Log-Likelihood Criterion

The maximum likelihood criterion is not practical in terms of computation. Each term $Pr(y_i|f[x_i,\varphi ])$ can be small, so the product of many of these terms can be tiny. It may be difficult to represent this quantity with finite precision arithmetic.

As an alternative, we can maximize the logarithm of likelihood:

$$\begin{array}{rl}\hat{\varphi }& =\underset{\varphi }{\mathrm{argmax}}\left[\prod _{i=1}^{I}Pr(y_i|f[x_i,\varphi ])\right]\\ & =\underset{\varphi }{\mathrm{argmax}}\left[\log \left[\prod _{i=1}^{I}Pr(y_i|f[x_i,\varphi ])\right]\right]\\ & =\underset{\varphi }{\mathrm{argmax}}\left[\sum _{i=1}^I\log [Pr(y_i|f[x_i,\varphi ])]\right]\end{array}$$

This log-likelihood criterion is equivalent because the logarithm is a monotonically increasing function.

• If $z>z^{\prime }$, then we also have $\log [z]>\log [z^{\prime }]$.
• Thus, we change the model parameters $\varphi$ to improve the log-likelihood criterion, we also improve the original maximum likelihood criterion. The overall maximum of the criteria are in the same place, so the best model parameters $\hat{\varphi }$ are the same in both cases.

The advantage of log-likelihood is that it uses a sum of terms, not a product, so representation with finite precision isn’t problematic.
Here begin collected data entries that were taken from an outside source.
PR #804, opened 2022-01-06
Update adsl.Rmd

statasaurus:
Update to more standard code. It is more explicit to select(- col) rather than just mutate and set it to NULL


thomas-neitmann:
@statasaurus Could you please open a new PR and make sure that you

1. create your new branch of `devel` not `master`
2. the PR is directed at `devel` not `master` and
3. your branch name contains underscores not dashes

See also our [git and GitHub Guidance](https://roche-gsk.github.io/admiral/articles/git_usage.html).

Thanks!

PR #924, opened 2022-02-12
Test GH package installation for validation

dinakar29:
Given that `admiral.test` is in the `pharmaverse` org, simply use the `Remotes` field in the DESCRIPTION to install so that the validation reports pass.

### DIFF
--- a/.github/workflows/r-pkg-validation.yml
+++ b/.github/workflows/r-pkg-validation.yml
@@ -3,13 +3,16 @@ name: R Package Validation report
 on: # Run this action when a release is published
   release:
     types: [published]
+  pull_request_target:
+    branches:
+      - main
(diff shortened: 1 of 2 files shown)


thomas-neitmann:
Thanks @dinakar29! I approved the GH actions runs. Please note that we submitted {admiral.test} to CRAN (along with {admiral} itself) which is why I removed the `Remotes` field which CRAN does not allow.

dinakar29:
> Thanks @dinakar29! I approved the GH actions runs. Please note that we submitted {admiral.test} to CRAN (along with {admiral} itself) which is why I removed the `Remotes` field which CRAN does not allow.

Noted. Thanks, I'll remove that field altogether.

PR #1161, opened 2022-05-20
Fix man pages w/f + more badeges!

dinakar29:
- [x] Fix the man pages workflow
- [x] Add more badges to README

### DIFF
--- a/.github/workflows/man-pages.yml
+++ b/.github/workflows/man-pages.yml
@@ -103,6 +103,7 @@ jobs:
           git commit -m "Update man pages"
 
       - name: Push updates ⤴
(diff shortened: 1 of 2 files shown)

Minimizing negative log-likelihood

By convention, model fitting problems are framed in terms of minimizing a loss. To convert the maximum log-likelihood criterion to a minimization problem, we use the negative log-likelihood criterion instead:

$$\begin{array}{rl}\hat{\varphi }& =\underset{\varphi }{\mathrm{argmin}}\left[-\sum _{i=1}^I\log [Pr(y_i|f[x_i,\varphi ]\right]\\ & =\underset{\varphi }{\mathrm{argmin}}[L[\varphi ]]\end{array}$$